There were opinion polls [!!!] on whether Bill and Monica did or didn't in the Oval Office.
Utterly moronic.
As if the opinion polls would decide it.
But that actually is virtually what the Commercial News Media have reduced the American mentality to: if the opinion polls say it happened, it happened.
But [in point of fact] if Bill and Monica didn't, and the opinion polls say they did, the opinion polls are simply wrong.
And if they did, and the opinion polls say they didn't, they're wrong again.
[So they are vapid and meaningless at best; while at worst they spawn the illusion of Reality Created Ex Nihilo by the omnipotent Opinion Poll, and a more pernicious force in human society I can hardly conceive of.]
I'd love to get one of those pollsters calling me with such an idiotic question.
I'd say, 'I don't know, so why on earth would I say I do, one way or another?'
'Yes sir, but what do you THINK?'
'I think...I don't know. No, I KNOW that I don't know. [So WHY do you want me to say I know something I DON'T know?]' 
'Yes sir, but you MUST have an opinion on the matter!'
'My opinion, with all due respect, Mr. Pollster, is that you're something between an idiot and a manipulative worm. Will that fit anywhere in your data?'
And, of course, investing the question of life on other planets with moral dimensions only compounds the idiocy.
'It would be just WRONG for us to be the only planet with life on it!'
Well, golly gee, I guess we'll have to commit planetary suicide to right the wrong, then, once we've verified the absence of life in the rest of the universe.
It's all useless blather, none of which is about the ostensible question.
People who talk that way are really consumed with something else.
They are conceptually trying to set themselves up as judge and jury over the order of Reality that offends them by having dared to exist without consulting them on the blueprints first.
'Wrong'...compared with WHAT? With the moral rectitude of a COMPLETELY lifeless universe?
['Wrong'...on whose part? 'Wrong' compared with what? With what you would have done? With what you would have done compared to...what? To the order of the universe you and I are almost entirely ignorant about anyway? So what on earth, really, are you TALKING about? It CAN'T really be the moral rectitude of a lifeless-except-Earth-universe; that is unfathomably beyond your capacity either to posit or morally weigh. So whatever's eating at you is...something else and much closer to home.] 

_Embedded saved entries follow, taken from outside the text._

PR #327, opened 2021-12-09
Deploy CI service account to sandbox

BrunoGrandePhD:
I would like to create a CI service account in sandbox to test the deployment of workflows into an AWS account that isn't one of our two Nextflow accounts. These credentials will be added to our [nextflow-infra repository](https://github.com/Sage-Bionetworks-Workflows/nextflow-infra) as secrets and used for Sceptre deployment. 

Alternatively, if the AMP-AD STRIDES account can be bootstrapped ([IT-1536](https://sagebionetworks.jira.com/browse/IT-1536)), I can test the deployment there instead.


zaro0508:
working on setting up account in PR #329

PR #329, opened 2021-12-10
[IT-1536] Setup org-sagebase-strides-ampad-workflows AWS Account

zaro0508:
We need to setup some snowflake infra for the
org-sagebase-strides-ampad-workflows account because it's not
under our org account.  This sets up master member configuration
for guard duty, AWS config, and cloudtrail.


zaro0508:
replacing this with PR #330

Sometimes we talk about "toothless" laws, laws that can never be enforced so are meaningless in any real-world sense and should never therefore have been passed to begin with.
They don't 'go anywhere.'
So much human arguing and quibbling and contending and protesting is 'toothless' in exactly that way.
I find 'I don't know' to be a magnificent antidote to that.

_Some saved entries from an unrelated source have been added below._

PR #330, opened 2021-12-10
[IT-1536] Setup org-sagebase-strides-ampad-workflows AWS Account

zaro0508:
We need to setup some snowflake infra for the
org-sagebase-strides-ampad-workflows account because it's not
under our org account.  This sets up master member configuration
for guard duty, AWS config, and cloudtrail.


BrunoGrandePhD (approved):
I can't comment on the stacks being deployed (like if they're configured properly), but I acknowledge this PR. 🚀 

Given the way this account is being bootstrapped, will I be able to update #327 to refer to this account instead of sandbox? Or will that have to be done via Sceptre?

It's a delightful conversation-killer.
For those moments when a conversation is eminently deserving of the death penalty."

[And I'll add this: I noticed a recent headline where pollster Frank Lutz prognosticated that a Trump victory in 2020 will signal the death of the opinion poll industry, as it will conclusively unmask the industry as an incompetent fraud. Truly I say, 'tis a consummation devoutly to be wished. Industries come and go, as the icebox and corset makers know too well. The demise of the opinion poll's cultural dictatorship would signal a long overdue advance toward...maturity. 
And one more little thing, an anecdote I simply must share. Back when I was in college, I remember one day a young lady crowing almost defiantly (why, I hadn't the least idea) in my direction, "I believe in opinions! Everybody should have their own opinions! Without an opinion, you're nothing!" 
To which I replied, "Okay, great. My 'opinion' is that Jesus Christ is the Son of God Who died a redeeming death on the cross and rose from the dead on the third day."
She did a moment's double-take, then (you couldn't make this up!) snipped dismissively, "Well, you're just opinionated."'
Hmm, apparently some opinions are more equal than others! 
As comically un-self-aware as that young lady was, her retort,  if you stop to take it apart, encapsulates both the insidious Cult of Opinion and its ominous pretensions to totalitarianism, pretensions coming all too clearly to the fore in today's Cancel Culture.]